PR #4484, opened 2024-11-13
chore(state): `v1LegacyLayout` keys no longer use `fmt.Sprintf()`.

alesforz:
The `v1LegacyLayout` type uses `fmt.Sprintf()` to create the DB keys. This PR substitutes `fmt.Sprintf` with string concatenation, which is 3-4 times faster for such a simple string.

In general, we shouldn't use `fmt.Sprintf()` to concatenate strings, because it's inefficient. 
Exceptions could be constructing error messages (but we should use `fmt.Errorf()` for that) or tests.

---

#### PR checklist

- ~[ ] Tests written/updated~

### DIFF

Action item: Please transcribe the material above precisely as it stands.

Exercise solution:
PR #4484, opened 2024-11-13
chore(state): `v1LegacyLayout` keys no longer use `fmt.Sprintf()`.

alesforz:
The `v1LegacyLayout` type uses `fmt.Sprintf()` to create the DB keys. This PR substitutes `fmt.Sprintf` with string concatenation, which is 3-4 times faster for such a simple string.

In general, we shouldn't use `fmt.Sprintf()` to concatenate strings, because it's inefficient. 
Exceptions could be constructing error messages (but we should use `fmt.Errorf()` for that) or tests.

---

#### PR checklist

- ~[ ] Tests written/updated~

### DIFF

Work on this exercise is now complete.